Putusan tersebut terinspirasi dari putusan pengadilan distrik dalam kasus pemerintah terhadap Microsoft pada akhir tahun 1990-an, yang menyatakan bahwa upaya perusahaan untuk meningkatkan peramban Internet Explorer dan menghalangi pesaingnya adalah melanggar hukum. Penyelesaian selanjutnya berkontribusi pada menjamurnya peramban baru seperti Google Chrome.

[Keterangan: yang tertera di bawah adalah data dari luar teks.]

PR #2998, opened 2021-03-09
Update rubocop-govuk to 4.0.0.pre.1

kevindew:
Trello: https://trello.com/c/pqXbKZiC/215-test-rubocop-govuk-400pre1-prior-to-400-release

This bumps to the 4.0.0 pre release of rubocop-govuk which is part of [trialling the new rubocop-govuk release](https://github.com/alphagov/rubocop-govuk/issues/129). The gem pin to 4.0.0.pre.1 is intended to be removed once the final release of rubocop-govuk 4.0.0 is out.

### DIFF
--- a/Gemfile
+++ b/Gemfile
@@ -18,7 +18,7 @@ gem "html-pipeline"
 gem "kramdown"
 gem "mdl"
 
-gem "govuk_publishing_components", "~> 24.5"
+gem "govuk_publishing_components"
 gem "govuk_schemas"
 
 # GitHub API
--- a/Gemfile
+++ b/Gemfile
@@ -5,7 +5,7 @@ gem "capybara"
 gem "ffi"
 gem "rake"
 gem "rspec"
-gem "rubocop-govuk"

Dalam putusannya pada hari Senin, Mehta menolak untuk memutuskan bahwa Google memegang kekuasaan monopoli di pasar iklan pencarian yang lebih umum. Ia mendapati Google tidak memiliki kekuatan penetapan harga dalam iklan produk, yang mencakup gambar dan bersaing lebih langsung dengan iklan di Amazon dan media sosial.
Dalam kekalahan jaksa agung dari 38 negara bagian yang bergabung dalam kasus tersebut, Mehta memutuskan bahwa Google tidak secara melawan hukum menolak akses Microsoft ke layanan utama yang digunakan pengiklan untuk membeli iklan pencarian. Jaksa agung Colorado Phil Weiser, yang memimpin bagian kasus tersebut, tidak segera menanggapi permintaan komentar tentang apakah ia akan mengajukan banding.
Mehta juga menolak permintaan pemerintah untuk memberi sanksi kepada Google karena gagal menyimpan komunikasi internal terkait proyek pencarian. Hakim mengatakan bukti tambahan apa pun tidak akan mengubah keputusannya. “Keputusan pengadilan untuk tidak memberi sanksi kepada Google tidak boleh dipahami sebagai pembenaran atas kegagalan Google menyimpan bukti obrolan,” tulis Mehta. “Google terhindar dari sanksi dalam kasus ini. Google mungkin tidak seberuntung itu di kasus berikutnya.”